Nevertheless, Washington has pressured the IAEA to declare Iran in material breach of its nuclear obligations in the upcoming IAEA meeting in June, although the February visit of the IAEA head and his inspector teams to Iran did not prove any wrongdoing by the Iranians. In particular, Washington has tried to portray Iran's declared plan to establish facilities to have a complete nuclear fuel cycle as a clear violation of its IAEA obligations and a proof for its pursuing a nuclear weapons program. This is notwithstanding the fact that having such objective and its required facilities to enable the Iranians to exploit their own uranium mines and to enrich uranium are well within Iran's rights under IAEA rules and regulations.

Thus, Iran's two declared and under-construction uranium enrichment facilities in Natanz and heavy water production facility in Arak are not proof of its wrongdoings; the former inspected by the IAEA team in February. This is especially so as IAEA regulations require the declaration of nuclear facilities when they contain nuclear material, which is not even the case for the two under-construction facilities.

In light of these realities, Russia's clear determination to continue its nuclear relations with Iran reflects not only its attempt to preserve its economic interests in Iran, but its growing concern about America's aggressive foreign policy. Undoubtedly, such policy has major security implications for Moscow. In particular, the Russians are concerned about the possibility of Iran's domination by the US, in one form or another, which could also lead to a long-term American military presence in that country.

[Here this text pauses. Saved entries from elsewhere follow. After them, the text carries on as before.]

PR #640, opened 2020-08-25
Add npm login and logout as part of publish script

RidipDe:
**Issue #:** 
The `git clean` command [as part of the post publish script](https://github.com/aws/amazon-chime-sdk-js/blob/master/script/postpublish#L27) deletes all the untracked files. So running `npm run logout` after the `npm publish` threw an error saying that the `.npmrc` file that stored the auth token is already deleted.

**Description of changes:**
We moved the `npm run login` at the end of the pre-publish command and `npm run logout` at the beginning of the post-publish script, so that the npm login / logout can be incorporated as part of the `npm publish` script

**Testing**

Yes
Tested locally - npm login and logout after publish was successful

### DIFF
--- a/script/postpublish
+++ b/script/postpublish
@@ -1,6 +1,12 @@
 #!/usr/bin/env ruby
 require 'json'
 
+def verbose command
+  puts("--> #{command}") || system(command) || fail("Failed: #{command}")
+end
+
+verbose("npm run logout")
+
 Dir.chdir(File.expand_path(File.join(File.dirname(__FILE__), '..')))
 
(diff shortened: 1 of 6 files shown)


script/postpublish
```diff
@@ -1,6 +1,8 @@
 #!/usr/bin/env ruby
 require 'json'
 
+verbose("npm run logout")
```
ltrung, line 4: Should the definition of verbose go above this?

RidipDe: fixed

Moscow's loss of its Iranian strategic ally, if it happened, would seriously endanger its security at a time that it requires a long period of peace and security to revitalize its devastated economy. Such loss will complete its encirclement by hostile or potentially hostile pro-American states hosting the American military. The American government's behavior since late 2001 has indicated its pursuit of a plan to ensure its uninterrupted access to energy resources and strategically important regions, such as the Persian Gulf, its unchallenged power and its leadership of a unipolar international system. That requires eliminating the potential "troublemakers", the current and future "rogue" states.

Given this reality, Russia should have every reason to believe it to be one of the next states, if not the next one, on the American list of targets if Washington restores its influence in neighboring Iran. Fear of such a scenario seems to be a major reason for the Russians to continue their multi-dimensional ties with Iran, including in the nuclear realm, to prevent its weakness and isolation, two tempting prerequisites for any future American designs on Iran.

Dr Hooman Peimani works as an independent consultant with international organizations in Geneva and does research in international relations.